**INFORMATION SHOWN**.
PR #34, opened 2022-11-21
fix: types for service

vasco-santos:
Adds ucanto service types. Now we have fully type coverage within ucanto service and inferred in the tests when invoking capabilities.

Closes https://github.com/web3-storage/upload-api/issues/8


api/test/service/store.test.js
```diff
@@ -51,15 +51,17 @@ test('store/add returns signed url for uploading', async (t) => {
     with: spaceDid,
     nb: { link, size: data.byteLength },
     proofs: [proof]
-    // @ts-expect-error ʅʕ•ᴥ•ʔʃ
   }).execute(connection)
 
-  t.not(storeAdd.error, true, storeAdd.message)
+  if (storeAdd.error) {
```
vasco-santos, line 56: now we need to do this, which is the most annoying part. Because if error, other properties in store* object won't be there

api/test/service/upload.test.js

**TASK DIRECTIONS**.
Return, exactly as they stand, the lines from the start of the records above through the line with "Closes https://github.com/web3-storage/upload-api/issues/8", both ends included, and no other lines.

**TASK SOLUTION**.
PR #34, opened 2022-11-21
fix: types for service

vasco-santos:
Adds ucanto service types. Now we have fully type coverage within ucanto service and inferred in the tests when invoking capabilities.

Closes https://github.com/web3-storage/upload-api/issues/8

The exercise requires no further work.